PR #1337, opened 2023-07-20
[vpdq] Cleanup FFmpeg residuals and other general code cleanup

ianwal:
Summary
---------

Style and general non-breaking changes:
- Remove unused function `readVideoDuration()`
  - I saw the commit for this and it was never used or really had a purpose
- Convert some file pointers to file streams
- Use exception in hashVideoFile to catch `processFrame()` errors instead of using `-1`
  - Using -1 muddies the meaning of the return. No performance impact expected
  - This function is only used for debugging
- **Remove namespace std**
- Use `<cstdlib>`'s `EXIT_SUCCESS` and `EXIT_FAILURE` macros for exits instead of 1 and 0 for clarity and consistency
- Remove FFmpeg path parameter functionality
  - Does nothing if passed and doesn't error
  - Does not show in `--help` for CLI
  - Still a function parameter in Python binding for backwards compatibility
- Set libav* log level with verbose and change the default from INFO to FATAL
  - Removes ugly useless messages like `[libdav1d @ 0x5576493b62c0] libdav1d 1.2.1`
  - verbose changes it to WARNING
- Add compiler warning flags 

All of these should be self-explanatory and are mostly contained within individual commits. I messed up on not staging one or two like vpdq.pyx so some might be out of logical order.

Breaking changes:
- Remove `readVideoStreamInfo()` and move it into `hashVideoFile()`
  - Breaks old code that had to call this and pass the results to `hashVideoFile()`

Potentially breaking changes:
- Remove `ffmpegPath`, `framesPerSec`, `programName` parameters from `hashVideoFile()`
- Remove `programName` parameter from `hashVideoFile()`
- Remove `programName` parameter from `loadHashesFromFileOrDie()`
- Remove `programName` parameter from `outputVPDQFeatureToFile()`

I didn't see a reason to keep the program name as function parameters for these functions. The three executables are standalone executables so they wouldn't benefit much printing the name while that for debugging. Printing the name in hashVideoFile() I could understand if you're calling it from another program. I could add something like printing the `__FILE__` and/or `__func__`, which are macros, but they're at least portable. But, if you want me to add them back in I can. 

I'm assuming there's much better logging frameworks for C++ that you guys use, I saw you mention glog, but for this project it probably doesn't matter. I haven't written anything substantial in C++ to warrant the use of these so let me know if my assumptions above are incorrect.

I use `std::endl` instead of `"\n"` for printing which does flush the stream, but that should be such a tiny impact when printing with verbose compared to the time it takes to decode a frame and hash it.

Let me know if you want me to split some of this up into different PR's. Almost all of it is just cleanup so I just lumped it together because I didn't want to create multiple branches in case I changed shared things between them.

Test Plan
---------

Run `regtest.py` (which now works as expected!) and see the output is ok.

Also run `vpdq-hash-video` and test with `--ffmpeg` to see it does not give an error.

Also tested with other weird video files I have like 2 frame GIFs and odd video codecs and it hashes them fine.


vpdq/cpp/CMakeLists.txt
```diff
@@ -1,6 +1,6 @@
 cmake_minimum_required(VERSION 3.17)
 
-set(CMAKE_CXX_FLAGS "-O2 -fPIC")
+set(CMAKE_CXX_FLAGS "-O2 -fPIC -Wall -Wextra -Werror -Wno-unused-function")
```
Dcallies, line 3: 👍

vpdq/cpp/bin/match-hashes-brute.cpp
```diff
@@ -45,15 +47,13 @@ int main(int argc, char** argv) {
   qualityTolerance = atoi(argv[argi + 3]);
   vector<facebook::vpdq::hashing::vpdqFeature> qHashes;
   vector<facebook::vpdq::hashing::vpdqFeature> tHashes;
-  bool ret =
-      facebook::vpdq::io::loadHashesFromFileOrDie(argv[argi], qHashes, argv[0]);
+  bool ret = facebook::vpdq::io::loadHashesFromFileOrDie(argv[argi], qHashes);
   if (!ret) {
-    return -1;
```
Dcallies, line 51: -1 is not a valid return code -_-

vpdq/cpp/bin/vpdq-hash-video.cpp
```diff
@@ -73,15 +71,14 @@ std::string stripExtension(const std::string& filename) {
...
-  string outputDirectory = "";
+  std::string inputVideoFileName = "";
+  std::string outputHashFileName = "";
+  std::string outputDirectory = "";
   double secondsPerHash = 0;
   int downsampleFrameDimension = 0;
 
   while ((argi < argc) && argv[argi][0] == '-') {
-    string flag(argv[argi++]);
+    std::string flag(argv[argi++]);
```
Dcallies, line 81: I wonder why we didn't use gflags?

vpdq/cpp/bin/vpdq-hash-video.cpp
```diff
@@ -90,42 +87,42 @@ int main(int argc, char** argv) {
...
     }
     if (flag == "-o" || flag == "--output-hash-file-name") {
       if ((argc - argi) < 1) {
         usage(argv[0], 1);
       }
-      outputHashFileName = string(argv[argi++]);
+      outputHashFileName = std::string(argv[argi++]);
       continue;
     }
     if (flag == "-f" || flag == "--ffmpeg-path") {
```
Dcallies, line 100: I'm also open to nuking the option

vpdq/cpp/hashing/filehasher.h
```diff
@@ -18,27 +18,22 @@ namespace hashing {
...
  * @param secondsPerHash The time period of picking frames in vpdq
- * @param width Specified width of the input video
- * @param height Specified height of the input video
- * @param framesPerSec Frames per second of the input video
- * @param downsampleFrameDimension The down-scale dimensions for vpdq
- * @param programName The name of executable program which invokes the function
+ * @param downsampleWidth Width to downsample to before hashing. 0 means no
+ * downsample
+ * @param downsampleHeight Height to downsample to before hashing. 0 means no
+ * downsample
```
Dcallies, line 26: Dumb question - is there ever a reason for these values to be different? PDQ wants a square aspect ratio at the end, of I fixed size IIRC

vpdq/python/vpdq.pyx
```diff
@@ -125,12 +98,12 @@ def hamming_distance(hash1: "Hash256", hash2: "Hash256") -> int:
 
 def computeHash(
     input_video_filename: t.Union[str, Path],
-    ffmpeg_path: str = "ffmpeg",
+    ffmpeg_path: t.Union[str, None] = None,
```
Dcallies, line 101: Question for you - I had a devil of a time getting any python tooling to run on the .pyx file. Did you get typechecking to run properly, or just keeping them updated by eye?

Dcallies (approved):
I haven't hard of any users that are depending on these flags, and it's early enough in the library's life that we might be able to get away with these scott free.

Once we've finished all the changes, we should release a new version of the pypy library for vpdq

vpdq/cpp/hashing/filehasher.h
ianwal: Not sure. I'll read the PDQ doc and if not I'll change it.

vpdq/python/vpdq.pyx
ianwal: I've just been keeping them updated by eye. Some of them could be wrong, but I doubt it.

......

WHAT IS NEEDED –
Word for word, write out all of the data above.

RESPONSE –
PR #1337, opened 2023-07-20
[vpdq] Cleanup FFmpeg residuals and other general code cleanup

ianwal:
Summary
---------

Style and general non-breaking changes:
- Remove unused function `readVideoDuration()`
  - I saw the commit for this and it was never used or really had a purpose
- Convert some file pointers to file streams
- Use exception in hashVideoFile to catch `processFrame()` errors instead of using `-1`
  - Using -1 muddies the meaning of the return. No performance impact expected
  - This function is only used for debugging
- **Remove namespace std**
- Use `<cstdlib>`'s `EXIT_SUCCESS` and `EXIT_FAILURE` macros for exits instead of 1 and 0 for clarity and consistency
- Remove FFmpeg path parameter functionality
  - Does nothing if passed and doesn't error
  - Does not show in `--help` for CLI
  - Still a function parameter in Python binding for backwards compatibility
- Set libav* log level with verbose and change the default from INFO to FATAL
  - Removes ugly useless messages like `[libdav1d @ 0x5576493b62c0] libdav1d 1.2.1`
  - verbose changes it to WARNING
- Add compiler warning flags 

All of these should be self-explanatory and are mostly contained within individual commits. I messed up on not staging one or two like vpdq.pyx so some might be out of logical order.

Breaking changes:
- Remove `readVideoStreamInfo()` and move it into `hashVideoFile()`
  - Breaks old code that had to call this and pass the results to `hashVideoFile()`

Potentially breaking changes:
- Remove `ffmpegPath`, `framesPerSec`, `programName` parameters from `hashVideoFile()`
- Remove `programName` parameter from `hashVideoFile()`
- Remove `programName` parameter from `loadHashesFromFileOrDie()`
- Remove `programName` parameter from `outputVPDQFeatureToFile()`

I didn't see a reason to keep the program name as function parameters for these functions. The three executables are standalone executables so they wouldn't benefit much printing the name while that for debugging. Printing the name in hashVideoFile() I could understand if you're calling it from another program. I could add something like printing the `__FILE__` and/or `__func__`, which are macros, but they're at least portable. But, if you want me to add them back in I can. 

I'm assuming there's much better logging frameworks for C++ that you guys use, I saw you mention glog, but for this project it probably doesn't matter. I haven't written anything substantial in C++ to warrant the use of these so let me know if my assumptions above are incorrect.

I use `std::endl` instead of `"\n"` for printing which does flush the stream, but that should be such a tiny impact when printing with verbose compared to the time it takes to decode a frame and hash it.

Let me know if you want me to split some of this up into different PR's. Almost all of it is just cleanup so I just lumped it together because I didn't want to create multiple branches in case I changed shared things between them.

Test Plan
---------

Run `regtest.py` (which now works as expected!) and see the output is ok.

Also run `vpdq-hash-video` and test with `--ffmpeg` to see it does not give an error.

Also tested with other weird video files I have like 2 frame GIFs and odd video codecs and it hashes them fine.


vpdq/cpp/CMakeLists.txt
```diff
@@ -1,6 +1,6 @@
 cmake_minimum_required(VERSION 3.17)
 
-set(CMAKE_CXX_FLAGS "-O2 -fPIC")
+set(CMAKE_CXX_FLAGS "-O2 -fPIC -Wall -Wextra -Werror -Wno-unused-function")
```
Dcallies, line 3: 👍

vpdq/cpp/bin/match-hashes-brute.cpp
```diff
@@ -45,15 +47,13 @@ int main(int argc, char** argv) {
   qualityTolerance = atoi(argv[argi + 3]);
   vector<facebook::vpdq::hashing::vpdqFeature> qHashes;
   vector<facebook::vpdq::hashing::vpdqFeature> tHashes;
-  bool ret =
-      facebook::vpdq::io::loadHashesFromFileOrDie(argv[argi], qHashes, argv[0]);
+  bool ret = facebook::vpdq::io::loadHashesFromFileOrDie(argv[argi], qHashes);
   if (!ret) {
-    return -1;
```
Dcallies, line 51: -1 is not a valid return code -_-

vpdq/cpp/bin/vpdq-hash-video.cpp
```diff
@@ -73,15 +71,14 @@ std::string stripExtension(const std::string& filename) {
...
-  string outputDirectory = "";
+  std::string inputVideoFileName = "";
+  std::string outputHashFileName = "";
+  std::string outputDirectory = "";
   double secondsPerHash = 0;
   int downsampleFrameDimension = 0;
 
   while ((argi < argc) && argv[argi][0] == '-') {
-    string flag(argv[argi++]);
+    std::string flag(argv[argi++]);
```
Dcallies, line 81: I wonder why we didn't use gflags?

vpdq/cpp/bin/vpdq-hash-video.cpp
```diff
@@ -90,42 +87,42 @@ int main(int argc, char** argv) {
...
     }
     if (flag == "-o" || flag == "--output-hash-file-name") {
       if ((argc - argi) < 1) {
         usage(argv[0], 1);
       }
-      outputHashFileName = string(argv[argi++]);
+      outputHashFileName = std::string(argv[argi++]);
       continue;
     }
     if (flag == "-f" || flag == "--ffmpeg-path") {
```
Dcallies, line 100: I'm also open to nuking the option

vpdq/cpp/hashing/filehasher.h
```diff
@@ -18,27 +18,22 @@ namespace hashing {
...
  * @param secondsPerHash The time period of picking frames in vpdq
- * @param width Specified width of the input video
- * @param height Specified height of the input video
- * @param framesPerSec Frames per second of the input video
- * @param downsampleFrameDimension The down-scale dimensions for vpdq
- * @param programName The name of executable program which invokes the function
+ * @param downsampleWidth Width to downsample to before hashing. 0 means no
+ * downsample
+ * @param downsampleHeight Height to downsample to before hashing. 0 means no
+ * downsample
```
Dcallies, line 26: Dumb question - is there ever a reason for these values to be different? PDQ wants a square aspect ratio at the end, of I fixed size IIRC

vpdq/python/vpdq.pyx
```diff
@@ -125,12 +98,12 @@ def hamming_distance(hash1: "Hash256", hash2: "Hash256") -> int:
 
 def computeHash(
     input_video_filename: t.Union[str, Path],
-    ffmpeg_path: str = "ffmpeg",
+    ffmpeg_path: t.Union[str, None] = None,
```
Dcallies, line 101: Question for you - I had a devil of a time getting any python tooling to run on the .pyx file. Did you get typechecking to run properly, or just keeping them updated by eye?

Dcallies (approved):
I haven't hard of any users that are depending on these flags, and it's early enough in the library's life that we might be able to get away with these scott free.

Once we've finished all the changes, we should release a new version of the pypy library for vpdq

vpdq/cpp/hashing/filehasher.h
ianwal: Not sure. I'll read the PDQ doc and if not I'll change it.

vpdq/python/vpdq.pyx
ianwal: I've just been keeping them updated by eye. Some of them could be wrong, but I doubt it.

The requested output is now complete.